You are calling unwrap on a Result::Err. The Err comes from try_unwrap failing on the Arc.

What am I doing wrong?

Unwrapping an Arc will move its value and take ownership of it. This fails because there are three clones of the same Arc:

• one in the main loop which is still in scope
• one in the peers vector
• the one that you are trying to unwrap inside handle_client.

The other two clones would become invalid if Rust allowed you to unwrap and move the value. Instead of unwrapping the value you can use Arc's Deref implementation to borrow it:

let stream: &TcpStream = &arc;

Since you are now borrowing the value from the Arc, you need to move the scope of the arc variable inside the new thread, otherwise the borrow checker won't be able to ensure that it lives as long as the thread:

fn handle_client(arc: Arc<TcpStream>) -> std::io::Result<()> {
    std::thread::spawn(move || -> std::io::Result<()> {
        let mut stream: &TcpStream = &arc;
        stream.write(b"Welcome to the server!\r\n")?;

        let peer_addr = stream.peer_addr()?;
        let mut reader = std::io::BufReader::new(stream);
        let mut buf = String::new();

        // ... 
     }
}

回答2:

It says in the documentation

Returns the contained value, if the Arc has exactly one strong reference.

Otherwise, an Err is returned with the same Arc that was passed in.

This will succeed even if there are outstanding weak references.

(weak reference)

Your code will work fine with one strong and many weak references.

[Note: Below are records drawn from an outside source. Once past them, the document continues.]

PR #298, opened 2023-11-24
[yugabyte/yugabyyte-db#19811] Changes to support Publication and Replication slot

Sumukh-Phalgaonkar:
This PR contains changes needed to support Publication and Replication slot in the connector. The PR contains three major areas of changes. 

1.  Extracting the stream id from the Replication slot.
2. Extracting the table include list from the Publication.
3. Dynamically adding tables for streaming in case of `ALTER PUBLICATION`.

For all these changes we execute queries on the `pg_replication_slots` and `pg_publication_tables` views.


src/main/java/io/debezium/connector/yugabytedb/YugabyteDBConnector.java
```diff
@@ -72,9 +73,23 @@ public void start(Map<String, String> props) {
         this.props = props;
         LOGGER.debug("Props " + props);
         Configuration config = Configuration.from(this.props);
+
+        String streamId = config.getString(YugabyteDBConnectorConfig.STREAM_ID);
+        String tableIncludeList = config.getString(YugabyteDBConnectorConfig.TABLE_INCLUDE_LIST);
+        
+        // For CQL tables as well as for the config not using Publication/Replication streamId will be non null
+        usePublication = streamId == null || streamId.isEmpty();
```
vaibhav-yb, line 81: I would prefer that `usePublication` be a configuration property rather than us evaluating based on this condition. It would have 2 direct impact:
1. The user will be knowing for sure that if they want to use publication then they can provide the config and skip stream ID. We can also add validation in the configuration class that is this `use.publication` or whatever name is given, if it is set to `true` then stream ID shouldn't be set and we can throw out the error early. I am saying this to keep it till we completely transition to the slot model.
2. Once that is done, we can simply use a getter method i.e. `config.shouldUsePublication()` everywhere we pass the variable `usePublication`

src/main/java/io/debezium/connector/yugabytedb/YugabyteDBConnector.java
```diff
@@ -118,6 +133,16 @@ public List<Map<String, String>> taskConfigs(int maxTasks) {
                 } catch (IOException e) {
                     e.printStackTrace();
                 }
+
+                if(usePublication) {
```
vaibhav-yb, line 137: Formatting after if --> `if (usePublication) {`

src/main/java/io/debezium/connector/yugabytedb/YugabyteDBConnectorConfig.java
```diff
@@ -356,6 +365,22 @@ public static SecureConnectionMode parse(String value, String defaultValue) {
...
+            }
+
+            @Override
+            public String getPostgresPluginName() {
+                return getValue();
+            }
+
+            @Override
+            public boolean supportsTruncate() {
+                return true;
```
vaibhav-yb, line 381: We don't recommend truncating the table for us, maybe set this to `false`

src/main/java/io/debezium/connector/yugabytedb/YugabyteDBConnectorConfig.java
```diff
@@ -700,13 +725,45 @@ public JdbcConfiguration getJdbcConfig() {
...
+            .withDefault(ReplicationConnection.Builder.DEFAULT_SLOT_NAME)
+            .withValidation(YugabyteDBConnectorConfig::validateReplicationSlotName)
+            .withDescription("The name of the YSQL logical decoding slot created for streaming changes from a plugin." +
+                    "Defaults to 'debezium");
+    
+    public static final Field DROP_SLOT_ON_STOP = Field.create("slot.drop.on.stop")
+            .withDisplayName("Drop slot on stop")
+            .withType(Type.BOOLEAN)
+            .withGroup(Field.createGroupEntry(Field.Group.CONNECTION_ADVANCED_REPLICATION, 3))
+            .withDefault(false)
```
vaibhav-yb, line 752: Create a final variable for the default values at the top and then use it here. That will ensure if we ever change the default value then it gets changed everywhere.

src/main/java/io/debezium/connector/yugabytedb/YugabyteDBConnectorConfig.java
```diff
@@ -1249,6 +1307,26 @@ protected LogicalDecoder plugin() {
...
 
+    protected String slotName() {
+        return getConfig().getString(SLOT_NAME);
+    }
+
+    protected boolean dropSlotOnStop() {
+        if (getConfig().hasKey(DROP_SLOT_ON_STOP.name())) {
+            return getConfig().getBoolean(DROP_SLOT_ON_STOP);
+        }
+        // Return default value
```
vaibhav-yb, line 1318: Add an extra line before this comment.

src/main/java/io/debezium/connector/yugabytedb/YugabyteDBConnectorConfig.java
```diff
@@ -1433,6 +1529,161 @@ private static int validateLogicalDecodingMessageExcludeList(Configuration confi
...
+                        final Metronome retryMetronome = Metronome.parker(Duration.ofMillis(config.getLong(RETRY_DELAY_MS)), Clock.SYSTEM);
+                        retryMetronome.pause();
+                    } catch (InterruptedException ie) {
+                        LOGGER.warn("Connector retry sleep interrupted by exception: {}", ie);
+                        Thread.currentThread().interrupt();
+                    }
+                }
+            }
+        }
+        if (exception != null) {
```
vaibhav-yb, line 1572: Add extra line before and after the block.

src/main/java/io/debezium/connector/yugabytedb/YugabyteDBConnectorConfig.java
```diff
@@ -1433,6 +1529,161 @@ private static int validateLogicalDecodingMessageExcludeList(Configuration confi
...
+            while (retryCount <= config.getInteger(MAX_RETRIES)) {
+                try (Connection connection = ybConnection.connection();
+                      final Statement statement = connection.createStatement()) {
+                    String query = "SELECT yb_stream_id FROM pg_replication_slots WHERE slot_name = '"+ config.getString(SLOT_NAME) + "';";
+                    final ResultSet rs = statement.executeQuery(query);
+                    if (rs.next()) {
+                        String streamId = rs.getString("yb_stream_id");
+                        return streamId;
+                    } else {
+                        LOGGER.error("StreamId not found");
```
vaibhav-yb, line 1546: Add more detail in the error log i.e. Stream ID not found in the replication slots.

src/main/java/io/debezium/connector/yugabytedb/YugabyteDBConnectorConfig.java
```diff
@@ -1433,6 +1529,161 @@ private static int validateLogicalDecodingMessageExcludeList(Configuration confi
...
+                } catch (InterruptedException ie) {
+                    LOGGER.warn("Connector retry sleep interrupted by exception: {}", ie);
+                    Thread.currentThread().interrupt();
+                }
+            } catch (DebeziumException e) {
+                exception = e;
+                throw e;
+            }
+        }
+        if(exception != null) {
```
vaibhav-yb, line 1645: Add extra line before and after block. Also formatting around `if`

src/main/java/io/debezium/connector/yugabytedb/YugabyteDBTablePoller.java
```diff
@@ -87,69 +92,142 @@ public void run() {
...
-      if (cachedTableInfoSet == null) {
-        LOGGER.debug("Cached table list in the poller thread is null, initializing it now");
-        cachedTableInfoSet = resp.getTableInfoList().stream().collect(Collectors.toSet());
-      } else {
-        if (cachedTableInfoSet.size() != resp.getTableInfoList().size()) {
-          Set<TableInfo> tableInfoSetFromResponse =
-            resp.getTableInfoList().stream().collect(Collectors.toSet());
+        return shouldRestart;
+      } catch (Exception e) {
+        ++retryCount;
```
vaibhav-yb, line 147: I do not understand the above change, might be because I am missing some info here. Can you please explain a little?

src/test/java/io/debezium/connector/yugabytedb/YugabyteDBPublicationReplicationTest.java
```diff
@@ -0,0 +1,193 @@
...
+import io.debezium.transforms.ExtractNewRecordStateConfigDefinition;
+
+import static org.junit.jupiter.api.Assertions.*;
+
+public class YugabyteDBPublicationReplicationTest extends YugabytedTestBase {
+
+    public static String createPublicationForTableStatement = "CREATE PUBLICATION %s FOR TABLE %s ;";
+    public static String createPublicationForALLTablesStatement = "CREATE PUBLICATION %s FOR ALL TABLES ;";
+    public static String createReplicationSlotStatement = "SELECT pg_create_logical_replication_slot('test_replication_slot', 'yboutput');";
+    public static String dropReplicationSlotStatement = "SELECT pg_drop_replication_slot('test_replication_slot');";
```
vaibhav-yb, line 37: If the above statements are generic and will be useful in other classes as well, we can put them to `TestHelper` as well.

src/test/java/io/debezium/connector/yugabytedb/YugabyteDBPublicationReplicationTest.java
```diff
@@ -0,0 +1,193 @@
...
+import org.yb.client.GetDBStreamInfoResponse;
+import org.yb.client.YBClient;
+
+import io.debezium.config.Configuration;
+import io.debezium.connector.yugabytedb.transforms.YBExtractNewRecordState;
+import io.debezium.transforms.ExtractNewRecordStateConfigDefinition;
+
+import static org.junit.jupiter.api.Assertions.*;
+
+public class YugabyteDBPublicationReplicationTest extends YugabytedTestBase {
```
vaibhav-yb, line 32: The class to be extended would be `YugabyteDBContainerTestBase`

Also, put a javadoc comment telling what this test is for and what is the minimum service version required for it to run.

vaibhav-yb (changes requested):
Have we checked that these changes work with the existing model as well? Is backward compatibility ensured?

Also, I remember you were talking about borrowing some code from Postgres connector, can we put a comment citing the source?

src/main/java/io/debezium/connector/yugabytedb/YugabyteDBConnectorConfig.java
dr0pdb: This will happen if the replication slot with the given name doesn't exist. That is the only case, when there will be an empty result set.

So let's log the error that `Could not find the replication slot with name '__name__'`

src/main/java/io/debezium/connector/yugabytedb/YugabyteDBConnector.java
Sumukh-Phalgaonkar: We wanted to make the connector configs to be exactly similar to the debezium postgres connector configs. Adding a new config property `usePublication` will create a difference between the two.

src/main/java/io/debezium/connector/yugabytedb/YugabyteDBTablePoller.java
Sumukh-Phalgaonkar: In the current implementation, in `areThereNewTablesInStream()` method, we initialize the retry count to zero at entry. Suppose we encounter any error inside the `try` block, we would move to the catch block, increment the retry count and return `false`.  When the method is again invoked after the polling interval, the retry count would be again set to zero. Hence the retries for the failure that was encountered initially, never took place.

In case of publications, we are polling the `pg_publication_tables` to see if new tables were added to the publication, instead of polling over `stream_info`

Sumukh-Phalgaonkar:
> Have we checked that these changes work with the existing model as well? Is backward compatibility ensured?
> 
> Also, I remember you were talking about borrowing some code from Postgres connector, can we put a comment citing the source?

Yes, the changes work with existing model as well. All the existing unit tests are working fine. We have only copied the config declaration from Postgres connector. The `YugabyteDBConnectorConfig` file already cites the copyright

src/main/java/io/debezium/connector/yugabytedb/YugabyteDBConnectorConfig.java
```diff
@@ -1395,6 +1482,20 @@ public static ConfigDef configDef() {
...
+        if (name != null) {
+            if (!name.matches("[a-z0-9_]{1,63}")) {
+                problems.accept(field, name,
+                        "Valid replication slot name must contain only digits, lowercase characters and underscores with length <= 63");
+                ++errors;
+            }
+        }
+        return errors;
+    }
+
```
dr0pdb, line 1498: Was this taken from upstream connector or added by you?

src/main/java/io/debezium/connector/yugabytedb/YugabyteDBConnectorConfig.java
```diff
@@ -1433,6 +1534,165 @@ private static int validateLogicalDecodingMessageExcludeList(Configuration confi
...
+                    .with(JdbcConfiguration.PASSWORD, config.getString(PASSWORD))
+                    .withDefault(YugabyteDBConnectorConfig.MAX_RETRIES, config.getInteger(MAX_RETRIES))
+                    .with(YugabyteDBConnectorConfig.RETRY_DELAY_MS, config.getLong(RETRY_DELAY_MS))
+                    .build();
+    }
+
+    public static boolean checkIfPublicationExists(String publicationName, YugabyteDBConnection ybConnection) throws SQLException {
+        try (Connection connection = ybConnection.connection();
+              final Statement statement = connection.createStatement()) {
+            String query = "SELECT * FROM pg_publication_tables WHERE pubname = '" + publicationName + "';";
```
dr0pdb, line 1675: `pg_publication_tables` lists all the tables that are part of a publication. There can be quite a few of them and we don't need to know them here.

Use `pg_publication` table here.
`SELECT * FROM pg_publication WHERE pubname = '__name__';`

src/main/java/io/debezium/connector/yugabytedb/YugabyteDBConnectorConfig.java
```diff
@@ -1433,6 +1534,165 @@ private static int validateLogicalDecodingMessageExcludeList(Configuration confi
...
+                    }
+                    return fetchTableIncludeList(ybConnection, publicationName);
+                } else if (autoCreateMode.equalsIgnoreCase("filtered")) {
+                    String tableList = config.getString(TABLE_INCLUDE_LIST);
+                    if (tableList == null || tableList.isEmpty()) {
+                        throw new DebeziumException("No tables included for Filtered Publication");
+                    }
+
+                    String createQuery = "CREATE PUBLICATION " + config.getString(PUBLICATION_NAME) + " FOR TABLE " + tableList + ";";
+                    String alterQuery = "ALTER PUBLICATION " + config.getString(PUBLICATION_NAME) + " SET TABLE " + tableList + ";";
```
dr0pdb, line 1618: Was this "Alter publication" part also taken from the upstream connector?

src/main/java/io/debezium/connector/yugabytedb/YugabyteDBConnectorConfig.java
```diff
@@ -1433,6 +1534,165 @@ private static int validateLogicalDecodingMessageExcludeList(Configuration confi
...
+
+                try {
+                    final Metronome retryMetronome = Metronome.parker(Duration.ofMillis(config.getLong(CONNECTOR_RETRY_DELAY_MS)), Clock.SYSTEM);
+                    retryMetronome.pause();
+                } catch (InterruptedException ie) {
+                    LOGGER.warn("Connector retry sleep interrupted by exception: {}", ie);
+                    Thread.currentThread().interrupt();
+                }
+            } catch (DebeziumException e) {
+                exception = e;
```
dr0pdb, line 1648: This catch statement is redundant here. Please remove.

src/main/java/io/debezium/connector/yugabytedb/YugabyteDBTablePoller.java
```diff
@@ -87,69 +92,142 @@ public void run() {
    * @return true if there is a new table in the stream info
    */
   private boolean areThereNewTablesInStream() {
-    try {
-      boolean shouldRestart = false;
-      GetDBStreamInfoResponse resp = this.ybClient.getDBStreamInfo(this.connectorConfig.streamId());
+    // Reset the retry counter.
```
dr0pdb, line 95: Comment doesn't add much value. You can add more information about why the reset is important here or simply remove the comment.

src/main/java/io/debezium/connector/yugabytedb/YugabyteDBTablePoller.java
```diff
@@ -87,69 +92,142 @@ public void run() {
...
-            LOGGER.debug("New tables as received in the GetDBStreamInfoResponse: ");
-            difference.forEach(tableInfo -> {
-              LOGGER.debug(tableInfo.getTableId().toStringUtf8());
-            });
-          }
+    return false;
+  }
+
+  private boolean areThereNewTablesInPublication() {
+    // Reset the retry counter.
```
dr0pdb, line 165: same as above.

src/main/java/io/debezium/connector/yugabytedb/YugabyteDBTablePoller.java
```diff
@@ -87,69 +92,142 @@ public void run() {
...
+
+            Set<String> difference = new HashSet<>(responseSet);
+            difference.removeAll(cachedSet);
+
+            if (LOGGER.isDebugEnabled()) {
+              LOGGER.debug("Common tables between the cached table info set and the set received "
+                          + "from GetDBStreamInfoResponse:");
+              intersection.forEach(table -> LOGGER.debug(table));
+
+              LOGGER.debug("New tables as received in the GetDBStreamInfoResponse: ");
```
dr0pdb, line 193: Wrong log messages here and above. We are not using `GetDBStreamInfoResponse` here.

src/main/java/io/debezium/connector/yugabytedb/YugabyteDBTablePoller.java
```diff
@@ -181,6 +259,21 @@ public boolean isTableIncludedForStreaming(String tableUUID) throws Exception {
...
 
+  private Set<String> getTablesInPublication() throws Exception {
+    try (YugabyteDBConnection ybConnection = new YugabyteDBConnection(this.connectorConfig.getJdbcConfig(), YugabyteDBConnection.CONNECTION_GENERAL);
+        Connection connection = ybConnection.connection()) {
+          Set<String> tablesInPublication = new HashSet<String>();
+          Statement statement = connection.createStatement();
+          String getTablesFromPublicationQuery = "SELECT * FROM pg_publication_tables WHERE pubname = '"+this.connectorConfig.publicationName()+"' ;";
+          ResultSet rs = statement.executeQuery(getTablesFromPublicationQuery);
+          while(rs.next()) {
+            String tableName = rs.getString("tablename");
```
dr0pdb, line 270: We need to also keep the schema name like we do in the table include list.

src/main/java/io/debezium/connector/yugabytedb/connection/ReplicationConnection.java
```diff
@@ -103,7 +103,7 @@ interface Builder {
          */
         String DEFAULT_SLOT_NAME = "debezium";
         String DEFAULT_PUBLICATION_NAME = "dbz_publication";
-        boolean DEFAULT_DROP_SLOT_ON_CLOSE = true;
+        boolean DEFAULT_DROP_SLOT_ON_CLOSE = false;
```
dr0pdb, line 106: Is there a reason to change the default here?

dr0pdb (changes requested):

src/main/java/io/debezium/connector/yugabytedb/YugabyteDBConnectorConfig.java
Sumukh-Phalgaonkar: This was taken from the upstream connector as a part of declaration of `slot.name` field

src/main/java/io/debezium/connector/yugabytedb/YugabyteDBConnectorConfig.java
Sumukh-Phalgaonkar: We are throwing `DebeziumException` in certain cases like when autocreate is disabled and publication does not exist. We don't want to retry in these cases. That is why I had added a separate catch block for this.

dr0pdb: Yeah, but you are not doing anything here.

```
catch (some_exception) {
  // an assignment
  throw some_exception
}
```

The above part doesn't have any effect.

dr0pdb: Catching and rethrowing an exception = Not catching it

src/main/java/io/debezium/connector/yugabytedb/connection/ReplicationConnection.java
Sumukh-Phalgaonkar: The postgres connector has the default value of `DROP_SLOT_ON_CLOSE` as false, hence I changed it to false here.

Sumukh-Phalgaonkar: Checked in the upstream connector code, this field is set to true. While declaring the config property `drop.slot.on.stop` they are setting its default to false. Will make similar changes here.

src/main/java/io/debezium/connector/yugabytedb/YugabyteDBConnectorConfig.java
Sumukh-Phalgaonkar: No, what I meant is I haven't borrowed this code from the Debezium PG connector. Instead I have implemented the behaviour as mentioned in the documentation [here](https://debezium.io/documentation/reference/1.9/connectors/postgresql.html#postgresql-publication-autocreate-mode)

suranjan: @Sumukh-Phalgaonkar We should check what the PG connector does for this. Its better to borrow their code/approach as that would be time tested.

Sumukh-Phalgaonkar: Yes, we are using the similar approach as PG connector. They also run `ALTER PUBLICATION`

src/main/java/io/debezium/connector/yugabytedb/YugabyteDBConnectorConfig.java
```diff
@@ -738,7 +799,7 @@ public enum AutoCreateMode implements EnumeratedValue {
         /**
          * Enable publication for all tables.
          */
-        ALL_TABLES("all_tables"),
+        ALL_TABLES("all tables"),
```
dr0pdb, line 802: Why are we changing this?

It is `all_tables` in the upstream connector: https://github.com/debezium/debezium/blob/616bb52f208dd5e0aad8d95b4091bedf2fd5ef51/debezium-connector-postgres/src/main/java/io/debezium/connector/postgresql/PostgresConnectorConfig.java#L556

src/main/java/io/debezium/connector/yugabytedb/YugabyteDBConnectorConfig.java
```diff
@@ -1433,6 +1535,209 @@ private static int validateLogicalDecodingMessageExcludeList(Configuration confi
...
+        while (retryCount <= config.getInteger(MAX_CONNECTOR_RETRIES)) {
+            try (YugabyteDBConnection ybConnection = new YugabyteDBConnection(getJdbcConfig(config), YugabyteDBConnection.CONNECTION_GENERAL)) {
+                if (autoCreateMode.equalsIgnoreCase("disabled")) {
+                    if (!checkIfPublicationExists(publicationName, ybConnection)) {
+                        throw new DebeziumException(
+                         "Publication autocreation is disabled and the provided publication does not exist. Create the publication and restart the connector or change the publication.autocreate.mode");
+                    } else {
+                        return fetchTableIncludeList(ybConnection, publicationName);
+                    }             
+                } else if (autoCreateMode.equalsIgnoreCase("all tables")) {
```
dr0pdb, line 1595: Is it possible to use the constant `ALL_TABLES` from the enum `AutoCreateMode`?

src/main/java/io/debezium/connector/yugabytedb/YugabyteDBConnectorConfig.java
```diff
@@ -1433,6 +1535,209 @@ private static int validateLogicalDecodingMessageExcludeList(Configuration confi
...
+        if (streamId == null || streamId.isEmpty()) {
+            return true;
+        }
+
+        int retryCount = 0;
+        while (retryCount <= config.getInteger(YugabyteDBConnectorConfig.MAX_RETRIES)) {
+            try (YugabyteDBConnection ybConnection = new YugabyteDBConnection(getJdbcConfig(config),YugabyteDBConnection.CONNECTION_GENERAL);
+                  Connection connection = ybConnection.connection();
+                  Statement statement = connection.createStatement()) {
+                    String query = "SELECT * FROM pg_replication_slots WHERE yb_stream_id='"+streamId+"';";
```
dr0pdb, line 1696: nit: Here and everywhere else in the PR. Space before and after `+`.

src/main/java/io/debezium/connector/yugabytedb/YugabyteDBTablePoller.java
```diff
@@ -181,6 +257,22 @@ public boolean isTableIncludedForStreaming(String tableUUID) throws Exception {
...
+    try (YugabyteDBConnection ybConnection = new YugabyteDBConnection(this.connectorConfig.getJdbcConfig(), YugabyteDBConnection.CONNECTION_GENERAL);
+        Connection connection = ybConnection.connection()) {
+          Set<String> tablesInPublication = new HashSet<String>();
+          Statement statement = connection.createStatement();
+          String getTablesFromPublicationQuery = "SELECT * FROM pg_publication_tables WHERE pubname = '" + this.connectorConfig.publicationName() + "' ;";
+          ResultSet rs = statement.executeQuery(getTablesFromPublicationQuery);
+          while(rs.next()) {
+            String tableName = rs.getString("tablename");
+            String schemaName = rs.getString("schemaname");
+            tablesInPublication.add(schemaName+"."+tableName);
```
dr0pdb, line 270: nit: space before and after `+`.

src/test/java/io/debezium/connector/yugabytedb/YugabyteDBPublicationReplicationTest.java
```diff
@@ -0,0 +1,214 @@
...
+        TestHelper.execute(TestHelper.createReplicationSlotStatement);
+
+        Configuration.Builder configBuilder = TestHelper.getConfigBuilderWithPublication("yugabyte", "pub", "test_replication_slot");
+        configBuilder.with(YugabyteDBConnectorConfig.PUBLICATION_AUTOCREATE_MODE, "all tables");
+        startEngine(configBuilder);
+        final int recordsCount = 10;
+
+        awaitUntilConnectorIsReady();
+
+        Thread.sleep(30000);
```
dr0pdb, line 124: Why the sleep?

dr0pdb (commented):
Looks good from a correctness point. I'll rely on Vaibhav for the best practices and structure.

src/test/java/io/debezium/connector/yugabytedb/YugabyteDBPublicationReplicationTest.java
Sumukh-Phalgaonkar: This is to ensure that we insert the records after bootstrap is completed. Adding a code comment for this.

src/main/java/io/debezium/connector/yugabytedb/YugabyteDBConnectorConfig.java
```diff
@@ -1433,6 +1541,342 @@ private static int validateLogicalDecodingMessageExcludeList(Configuration confi
...
+                    e);
+        }
+    }
+
+    private static Set<TableId> determineCapturedTables(Configuration config) throws Exception {
+        YugabyteDBConnection ybConnection = new YugabyteDBConnection(getJdbcConfig(config),YugabyteDBConnection.CONNECTION_GENERAL);
+        Set<TableId> allTableIds = ybConnection.readTableNames(config.getString(DATABASE_NAME), null, null, null);
+
+        Set<TableId> capturedTables = new HashSet<>();
+        RelationalTableFilters tableFilter = new RelationalTableFilters(config, new SystemTablesPredicate(), x -> x.schema() + "." + x.table());
```
dr0pdb, line 1791: We also need to skip the tables without primary key otherwise the publication creation will fail.

Please also add a test case where we have 2 tables - one with and another without primary key. It should autocreate mode as filtered and the publication should not exist.

dr0pdb (changes requested):

src/main/java/io/debezium/connector/yugabytedb/YugabyteDBConnectorConfig.java
```diff
@@ -1433,6 +1545,331 @@ private static int validateLogicalDecodingMessageExcludeList(Configuration confi
...
+        String createOrUpdatePublicationStmt;
+        try {
+            Set<TableId> tablesToCapture = determineCapturedTables(config);
+            tableFilterString = tablesToCapture.stream().map(TableId::toDoubleQuotedString).collect(Collectors.joining(", "));
+            if (tableFilterString.isEmpty()) {
+                throw new DebeziumException(String.format("No table filters found for filtered publication %s", publicationName));
+            }
+            createOrUpdatePublicationStmt = isUpdate ? String.format("ALTER PUBLICATION %s SET TABLE %s;", publicationName, tableFilterString)
+                    : String.format("CREATE PUBLICATION %s FOR TABLE %s;", publicationName, tableFilterString);
+            LOGGER.info(isUpdate ? "Updating Publication with statement '{}'" : "Creating Publication with statement '{}'", createOrUpdatePublicationStmt);
```
vaibhav-yb, line 1769: See if this looks more readable:

```java
if (isUpdate) {
  createOrUpdatePublicationStmt = String.format("ALTER PUBLICATION %s SET TABLE %s;", publicationName, tableFilterString);
  LOGGER.info("Updating Publication with statement '{}'", createOrUpdatePublicationStmt);
} else {
  createOrUpdatePublicationStmt = String.format("CREATE PUBLICATION %s FOR TABLE %s;", publicationName, tableFilterString);
  LOGGER.info("Creating Publication with statement '{}'", createOrUpdatePublicationStmt);
}
```

src/main/java/io/debezium/connector/yugabytedb/YugabyteDBConnectorConfig.java
```diff
@@ -1433,6 +1545,331 @@ private static int validateLogicalDecodingMessageExcludeList(Configuration confi
...
+            stmt.execute(createOrUpdatePublicationStmt);
```
vaibhav-yb, line 1770: Any error handling for this execute?

src/main/java/io/debezium/connector/yugabytedb/YugabyteDBConnectorConfig.java
```diff
@@ -1433,6 +1545,331 @@ private static int validateLogicalDecodingMessageExcludeList(Configuration confi
...
+        }
+        catch (Exception e) {
```
vaibhav-yb, line 1772: Move `catch` to previous line.

vaibhav-yb (changes requested):

src/main/java/io/debezium/connector/yugabytedb/YugabyteDBConnectorConfig.java
```diff
@@ -1433,6 +1545,365 @@ private static int validateLogicalDecodingMessageExcludeList(Configuration confi
...
+        }
+
+        try (YBClient ybClient = YBClientUtils.getYbClient(config)) {
+            GetDBStreamInfoResponse getDBStreamInfoResponse = ybClient.getDBStreamInfo(streamId);
+            // Note that we need to pass one table ID to the ListCDCStreamsRequest RPC call.
+            Objects.requireNonNull(getDBStreamInfoResponse.getTableInfoList().get(0));
+            ListCDCStreamsResponse resp;
+            resp = ybClient.listCDCStreams(
+                            getDBStreamInfoResponse.getTableInfoList().get(0).getTableId().toStringUtf8(),
+                            getDBStreamInfoResponse.getNamespaceId(), null);
```
dr0pdb, line 1662: Why are we passing the table id in listCDCStreams? It will work but can be very confusing for readers. Ideally, we should just list out all CDC streams for the namespace.

src/main/java/io/debezium/connector/yugabytedb/YugabyteDBConnector.java
```diff
@@ -72,9 +73,26 @@ public void start(Map<String, String> props) {
...
+        String streamId = config.getString(YugabyteDBConnectorConfig.STREAM_ID);
+        String tableIncludeList = config.getString(YugabyteDBConnectorConfig.TABLE_INCLUDE_LIST);
+        
+        usePublication = YugabyteDBConnectorConfig.shouldUsePublication(config);
+
+        if (usePublication) {
+            YugabyteDBConnectorConfig.initPublication(config);
+            tableIncludeList = YugabyteDBConnectorConfig.extractTableListFromPublication(config);
+            YugabyteDBConnectorConfig.initReplicationSlot(config);
+            streamId =YugabyteDBConnectorConfig.extractStreamIdFromSlot(config);
```
dr0pdb, line 86: nit: space after `=`.

src/main/java/io/debezium/connector/yugabytedb/YugabyteDBConnectorConfig.java
```diff
@@ -1433,6 +1545,365 @@ private static int validateLogicalDecodingMessageExcludeList(Configuration confi
...
+                final ResultSet rs = statement.executeQuery(query);
+                return rs.next();
+            } catch (Exception e) {
+                    retryCount++;
+                    if (retryCount > maxAttempts) {
+                        LOGGER.error("Failed to query pg_replication_slots. All {} attempts failed.", maxAttempts);
+                        throw new DebeziumException(e);
+                    }
+                    exception = new RuntimeException(e);
+                    LOGGER.warn("Error while querrying pg_replication_slots. Will retry, attempt {} out of {}", retryCount, maxAttempts);
```
dr0pdb, line 1885: typo: It should be "querying"

dr0pdb (approved):
Looks good. Minor comments.

vaibhav-yb (approved):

let mut peers: Vec<Weak<TcpStream>> = vec![];

for stream in listener.incoming() {
    let mut stream = stream.unwrap();
    let arc = Arc::new(stream);
    peers.push(Arc::downgrade(&arc));
    handle_client(arc).unwrap();
}

One thing to note about the weak references: if you unwrap your one strong reference, you will not able to use weak references.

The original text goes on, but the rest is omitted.